[Source records]
BEGIN
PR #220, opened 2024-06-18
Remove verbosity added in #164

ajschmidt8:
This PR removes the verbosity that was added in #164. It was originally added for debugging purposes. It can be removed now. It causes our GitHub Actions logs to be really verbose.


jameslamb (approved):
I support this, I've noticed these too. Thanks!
END
BEGIN
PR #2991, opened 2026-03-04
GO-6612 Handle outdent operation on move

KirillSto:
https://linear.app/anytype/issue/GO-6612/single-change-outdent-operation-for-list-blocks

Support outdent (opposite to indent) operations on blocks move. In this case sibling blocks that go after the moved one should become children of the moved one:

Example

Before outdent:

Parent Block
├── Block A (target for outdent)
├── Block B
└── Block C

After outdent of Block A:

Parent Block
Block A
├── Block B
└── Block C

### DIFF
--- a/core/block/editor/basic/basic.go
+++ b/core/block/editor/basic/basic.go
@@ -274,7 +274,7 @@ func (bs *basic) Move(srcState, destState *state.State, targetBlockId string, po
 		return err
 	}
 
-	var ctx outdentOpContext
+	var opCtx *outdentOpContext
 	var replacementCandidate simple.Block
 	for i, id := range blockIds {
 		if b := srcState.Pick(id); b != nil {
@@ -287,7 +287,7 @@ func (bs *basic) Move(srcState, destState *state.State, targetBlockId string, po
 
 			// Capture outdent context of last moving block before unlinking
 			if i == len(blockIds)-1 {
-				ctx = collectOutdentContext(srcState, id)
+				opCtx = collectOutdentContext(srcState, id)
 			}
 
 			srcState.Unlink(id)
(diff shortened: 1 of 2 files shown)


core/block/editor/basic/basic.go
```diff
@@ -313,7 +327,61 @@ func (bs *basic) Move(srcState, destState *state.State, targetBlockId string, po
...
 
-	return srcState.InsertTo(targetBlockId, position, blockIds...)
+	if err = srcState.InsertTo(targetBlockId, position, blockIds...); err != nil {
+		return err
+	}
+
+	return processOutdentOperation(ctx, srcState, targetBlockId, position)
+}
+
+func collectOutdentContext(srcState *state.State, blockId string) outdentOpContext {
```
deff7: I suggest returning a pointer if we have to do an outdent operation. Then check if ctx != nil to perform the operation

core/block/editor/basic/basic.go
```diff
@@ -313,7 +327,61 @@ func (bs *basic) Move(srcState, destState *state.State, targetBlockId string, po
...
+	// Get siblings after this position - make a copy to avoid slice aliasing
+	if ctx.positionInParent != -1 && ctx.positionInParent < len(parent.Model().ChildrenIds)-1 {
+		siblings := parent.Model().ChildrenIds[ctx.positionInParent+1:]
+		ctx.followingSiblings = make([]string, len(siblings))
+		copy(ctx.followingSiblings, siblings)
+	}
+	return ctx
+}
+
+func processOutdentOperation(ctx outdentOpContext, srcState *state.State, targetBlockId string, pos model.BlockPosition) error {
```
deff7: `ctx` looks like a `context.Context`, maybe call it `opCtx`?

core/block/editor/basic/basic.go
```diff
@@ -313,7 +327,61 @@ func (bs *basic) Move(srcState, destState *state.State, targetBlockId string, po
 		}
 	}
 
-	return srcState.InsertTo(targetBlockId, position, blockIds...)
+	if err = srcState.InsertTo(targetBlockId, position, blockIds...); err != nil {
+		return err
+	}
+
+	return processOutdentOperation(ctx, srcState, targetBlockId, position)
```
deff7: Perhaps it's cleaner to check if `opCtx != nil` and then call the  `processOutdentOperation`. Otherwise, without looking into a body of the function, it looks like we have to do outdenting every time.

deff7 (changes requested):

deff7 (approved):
END
BEGIN
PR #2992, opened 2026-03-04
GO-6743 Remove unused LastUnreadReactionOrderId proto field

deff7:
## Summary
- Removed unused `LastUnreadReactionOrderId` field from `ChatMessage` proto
END
From the records above, show each line that contains the word "ChildrenIds".

Solution to the exercise:
+	if ctx.positionInParent != -1 && ctx.positionInParent < len(parent.Model().ChildrenIds)-1 {
+		siblings := parent.Model().ChildrenIds[ctx.positionInParent+1:]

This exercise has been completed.